[Data records Boundary: Start]

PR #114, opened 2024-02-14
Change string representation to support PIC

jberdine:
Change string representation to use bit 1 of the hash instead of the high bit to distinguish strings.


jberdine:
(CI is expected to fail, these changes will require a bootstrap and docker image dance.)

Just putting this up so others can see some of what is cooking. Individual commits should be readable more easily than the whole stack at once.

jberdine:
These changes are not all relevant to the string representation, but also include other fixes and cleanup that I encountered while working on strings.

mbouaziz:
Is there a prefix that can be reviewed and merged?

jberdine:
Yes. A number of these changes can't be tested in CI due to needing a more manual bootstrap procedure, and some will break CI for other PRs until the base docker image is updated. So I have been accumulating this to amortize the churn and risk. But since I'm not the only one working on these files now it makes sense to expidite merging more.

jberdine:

[Data records Boundary: End]

## [Your assignment]
The expected output is every record, repeated exactly.

## [Response below]
PR #114, opened 2024-02-14
Change string representation to support PIC

jberdine:
Change string representation to use bit 1 of the hash instead of the high bit to distinguish strings.


jberdine:
(CI is expected to fail, these changes will require a bootstrap and docker image dance.)

Just putting this up so others can see some of what is cooking. Individual commits should be readable more easily than the whole stack at once.

jberdine:
These changes are not all relevant to the string representation, but also include other fixes and cleanup that I encountered while working on strings.

mbouaziz:
Is there a prefix that can be reviewed and merged?

jberdine:
Yes. A number of these changes can't be tested in CI due to needing a more manual bootstrap procedure, and some will break CI for other PRs until the base docker image is updated. So I have been accumulating this to amortize the churn and risk. But since I'm not the only one working on these files now it makes sense to expidite merging more.

jberdine:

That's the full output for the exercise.